Speaker
Description
The STS/MUCH-XYTER2 is the new front-end ASIC for the STS and MUCH detectors in the CBM experiment. It uses an innovative protocol ensuring reliable synchronization of the communication link between the controller and the ASIC, transmission of time deterministic commands to the ASIC and efficient readout within a GBT-based data acquisition structure. The paper describes the FPGA-based tester platform for in-hardware functional verification of the digital part of the chip and the protocol before the ASIC is taped-out. The applied methodology may be useful for verification of other ASIC-based designs.
Summary
The STS/MUCH-XYTER is the new front-end ASIC designed for the STS and MUCH detectors in the CBM experiment. It uses an innovative protocol (STS-HCTSP) for sending the control commands to the ASIC in a time-deterministic way and for efficient reception of the hit-related data. An important feature of the protocol is that it enables a reliable synchronization and resynchronization of the communication link between the readout controller and the front-end ASIC without the full reset. That facilitates debugging of the readout system in case of problems.
The aim of the work was the development of a hardware platform for two purposes:
- the hardware verification of the ASIC control part before the tape-out
- the preparation of the basis for further development of the full readout system. Basing on these two goals, a dedicated hardware platform was prepared based on the AFCK board.
The presented methodology covers a number of specific issues both on the software and on the hardware level.
Due to inherent differences between the FPGA and ASIC technologies, the HDL code describing the STS/MUCH-XYTER2 design had to be adapted for FPGA implementation. Special measures were applied to ensure coherency of FPGA and ASIC implementations.
The dedicated controller module (communicating with the ASIC model
under test) was also implemented as an IP core in FPGA. It implements
time-critical parts of the communication protocol - transmits
commands to the ASIC, handles responses and acknowledgments and receives the hit data.
The high-level procedures of the communication protocol, including the
synchronization procedure and reception of data were implemented in a PC software using Python language.
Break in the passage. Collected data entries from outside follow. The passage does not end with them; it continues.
PR #390, opened 2019-09-18
[Problem] Unable to build client-cli

lezzokafka:
Solution: Dependance change for secstr


devashishdxt:
> is this really a problem? recent CI builds https://travis-ci.org/crypto-com/chain/builds/586165026 are fine

Its a problem if you only try to build `client-cli`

The communication between the computer and tester was provided by the Ethernet TCP/IP network with IPbus protocol. That approach allows rapid prototyping in Python prior to the C/C++ implementation of performance-critical parts after the algorithm is tested.
The communication link between the STS/MUCH-XYTER2 ASIC and its
controller (AFCK-based boards) in the final system will be provided by the GBTx chip (featuring electrical links on the ASIC side and fast, optical link at the controller-side). As it was not available at the time tests were performed, the tester platform implements the realistic black-box model of the GBTx-based E-Link. The tester platform also provides the AC-coupled differential links equivalent to the SLVS links which will be used in the final system.
The tests performed at the nominal speed of the STS/MUCH-XYTER2 links (160 Mbps uplink and 320 Mbps downlink) have proven the correctness of the ASIC’s back-end model design and the communication protocol. The developed platform will be developed further towards a testplatform for the fabricated ASIC including the real GBT links. It can also be used as a prototype of the final ASIC controller implemented in the Data Processing Board.
The platform and associated methodology may be also reused in pre-production verification of other ASIC-based control and readout systems.